Panagrolaimus superbus

Scientific classification
- Kingdom: Animalia
- Phylum: Nematoda
- Class: Chromadorea
- Order: Rhabditida
- Family: Panagrolaimidae
- Genus: Panagrolaimus
- Species: P. superbus
- Binomial name: Panagrolaimus superbus Fuchs, 1930

= Panagrolaimus superbus =

- Genus: Panagrolaimus
- Species: superbus
- Authority: Fuchs, 1930

Species of roundworm

Panagrolaimus superbus is a species of terrestrial free-living nematode (roundworm). P. superbus, like other species within the Panagrolaimus genus, exhibits the ability to enter anhydrobiosis for extended periods of time.

==Ecology==
P. superbus is a non-parasitic terrestrial bacterivore, commonly found on grasses such as rye. It is found in continental Europe, as well as Surtsey, Iceland.

==Metabolism==
In order to combat rapid desiccation, P. superbus has several constitutive genes that allow the accumulation of trehalose, even under normal metabolic circumstances, that acts as a protective layer and an intracellular protection mechanism.
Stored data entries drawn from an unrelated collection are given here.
PR #2534, opened 2024-11-13
Separate out PHY initialization.

Frostie314159:

### Submission Checklist 📝

#### Extra:

#### Description
This PR aims to provide a unified way of initializing the PHY. So far, only radio clock handling has been overhauled.


Frostie314159:
So far, I have only partially implemented shared radio clock control. I haven't updated esp-wifi yet, since I wasn't sure if this design is ok for everyone, so feedback is welcome.

esp-hal/src/radio_clock_ctrl.rs
```diff
@@ -0,0 +1,171 @@
...
+            RadioPeripherals::Bt => &self.bt_clock_enabled,
+            #[cfg(wifi)]
+            RadioPeripherals::Wifi => &self.wifi_clock_enabled,
+            #[cfg(ieee802154)]
+            RadioPeripherals::Ieee802154 => &self.ieee802154_clock_enabled,
+            _ => unreachable!(),
+        };
+        // If the states already match, we return. Otherwise the new state is stored.
+        if modem_clock_enabled
+            .compare_exchange(!enabled, !enabled, Ordering::Relaxed, Ordering::Relaxed)
```
bugadani, line 156:
```suggestion
            .compare_exchange(!enabled, enabled, Ordering::Relaxed, Ordering::Relaxed)
```

esp-hal/src/radio_clock_ctrl.rs
```diff
@@ -0,0 +1,171 @@
...
+
+use critical_section::Mutex;
+use portable_atomic::{AtomicBool, Ordering};
+
+use crate::peripherals::RADIO_CLK;
+
+/// Enumeration of the available radio peripherals for this chip.
+#[derive(Clone, Copy, Debug, PartialEq, Eq)]
+#[cfg_attr(feature = "defmt", derive(defmt::Format))]
+#[cfg(any(bt, ieee802154, wifi))]
```
bugadani, line 12: If none of these symbols exist, but `phy` does for some reason, I think this module just won't compile. I'm thinking this cfg either doesn't need to exist, or it should be gating `pub mod radio_clock_ctrl`.

esp-hal/src/radio_clock_ctrl.rs
```diff
@@ -0,0 +1,171 @@
...
+        }
+
+        if enabled {
+            // If the PHY clock isn't enabled yet, we disable it.
+            let _ = self.set_phy_clock_status(true);
+            self.set_clock_status(true, radio_peripheral);
+        } else {
+            self.set_clock_status(false, radio_peripheral);
+            let _ = self.set_phy_clock_status(false);
+        }
```
bugadani, line 169: I think this whole condition should be inside `set_clock_status`

esp-hal/src/radio_clock_ctrl.rs
Frostie314159: Oh I overlooked that. Thanks!

esp-hal/src/radio_clock_ctrl.rs
Frostie314159: I was unsure here too, because if a chip has any of the above, a PHY must be present. The only chip without a PHY is the P4. The module itself is feature gated.

esp-hal/src/radio_clock_ctrl.rs
Frostie314159: I'm open to moving it there, but I initially didn't do this, since we already call `set_clock_status` in `set_phy_clock_status` and we would then have to put a lot more checks into `set_clock_status`.

esp-hal/src/radio_clock_ctrl.rs
bugadani: I think this cfg can go away. It's a minor thing, but if we just look at this symbolically (i.e., disregarding that phy (currently) implies one of these), I'd prefer not having a theoretical combination that fails to compile.

esp-hal/src/radio_clock_ctrl.rs
bugadani: My reasoning is that it looks unlikely that we want to switch PHY independently from the other clocks, so I'd hide the complexity behind a single call that does everything it needs to. I leave it up to you, I guess this doesn't really relate to the design here.

esp-hal/src/radio_clock_ctrl.rs
bugadani: This seems to have reappeared accidentally :)

esp-hal/src/radio_clock_ctrl.rs
Frostie314159: Oh, I was talking about the wrong cfg. I have removed the one on line 12, since it doesn't do anything.

bugadani:
Besides a couple of stylistic nitpicks I'll not list, I think the direction here is all right, although I don't see how upcoming work may change things around this.

esp-hal/src/radio_clock_ctrl.rs
Frostie314159: That's a good point. Theoretically, we could also just remove the `RadioPeripherals::Phy` variant and handle that through a separate function, so we wouldn't have to panic if the user passes it in.

Frostie314159:
Ok! Glad to hear that. The reason I made the PHY status static is, because next I want to implement splitting the control over the radio clocks for the individual modems, and the PHY still needs to be controlled centrally.

esp-hal/src/radio_clock_ctrl.rs
Frostie314159: I have moved the clock setting to another functioning handling this.

esp-hal/src/radio_clock_ctrl.rs
Frostie314159: This should be fixed now. Hopefully

MabezDev:
What's the plan here? Do you plan on finishing this up @Frostie314159?

Frostie314159:
I still plan on doing this, although I have to admit that I somewhat forgot about this PR. I will try to get back to this soon, but I'm pretty busy with my a-levels right now.

Frostie314159:
I will continue working on this in a different PR, since the HAL has moved on a lot, since I worked on this.

PR #2535, opened 2024-11-14
Update documentation to recommend `esp-generate` instead of `esp-template`

jessebraham:
I've also hidden the `trm_link` macro in the documentation, as I noticed this was being show when generating the docs locally.

### DIFF
--- a/esp-hal/src/soc/esp32/mod.rs
+++ b/esp-hal/src/soc/esp32/mod.rs
@@ -27,6 +27,7 @@ macro_rules! chip {
 }
 
 /// A link to the Technical Reference Manual (TRM) for the chip.
+#[doc(hidden)]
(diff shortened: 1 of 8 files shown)


SergioGasquez (approved):
LGTM, thanks!

bjoernQ (approved):

esp-hal/src/soc/esp32/mod.rs
```diff
@@ -27,6 +27,7 @@ macro_rules! chip {
 }
 
 /// A link to the Technical Reference Manual (TRM) for the chip.
+#[doc(hidden)]
```
bugadani, line 30: I kind of wanted the same visibility as `chip!` for these, they are equally (not) interesting for the users I think :)

PR #2536, opened 2024-11-14
Use correct toolchain when building documentation or running doctests via xtask

jessebraham:


xtask/src/main.rs
```diff
@@ -35,13 +36,15 @@ enum Cli {
     /// Bump the version of the specified package(s).
     BumpVersion(BumpVersionArgs),
     /// Format all packages in the workspace with rustfmt
+    #[clap(alias = "format-packages")]
```
bugadani, line 39: We also have [`cargo xfmt`](https://github.com/esp-rs/esp-hal/blob/c19c7fcf01bac8eb82be38a8ddaf603f191a61a5/.cargo/config.toml#L3) if you want to save a few keystrokes :D

jessebraham: It's more just habit than anything at this point 😁 Thanks for pointing that out, though.

bjoernQ (approved):
LGTM

bugadani (approved):
Thanks, this will save my sanity I'm pretty sure

PR #2567, opened 2024-11-19
esp-println: avoid double locking when using auto

bugadani:


esp-println/src/lib.rs
```diff
@@ -145,27 +145,19 @@ mod auto_printer {
             unsafe { (USB_DEVICE_INT_RAW.read_volatile() & SOF_INT_MASK) != 0 }
         }
 
-        pub fn write_bytes_assume_cs(bytes: &[u8]) {
+        pub fn write_bytes_in_cs(bytes: &[u8], token: LockToken<'_>) {
```
bugadani, line 148: For the record: LockToken was introduced explicitly to clean up the double-locking here - by making it obvious that we're already in `with`.

bjoernQ:
> Ah damn println doesn't depend on esp-hal :/

It was a deliberate decision to not depend on the HAL in `esp-println` and `esp-backtrace` - we can reconsider that

bjoernQ (approved):
LGTM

P. superbus also has several inducible genes that upregulate in response to desiccation, genes responsible for enzymes such as gpx, dj1 and 1 Cys-Prx to help scavenge and reduce reactive oxygen species, mitogen-activated protein kinases that phosphorylate heat shock proteins such as Hsp27 to stabilise microfilaments, and casein kinase 2 that helps in DNA repair, among others. P. superbuss ability to enter anhydriobiosis has given it polyextremotolerance, a tolerance of various extreme environments, being the first multi-cellular organism able to withstand immersion and reproduce in heavy water, albeit with a reduced metabolic rate, withstand immersion in gallium, and tolerate g-forces up to 400,000 times the Earth's.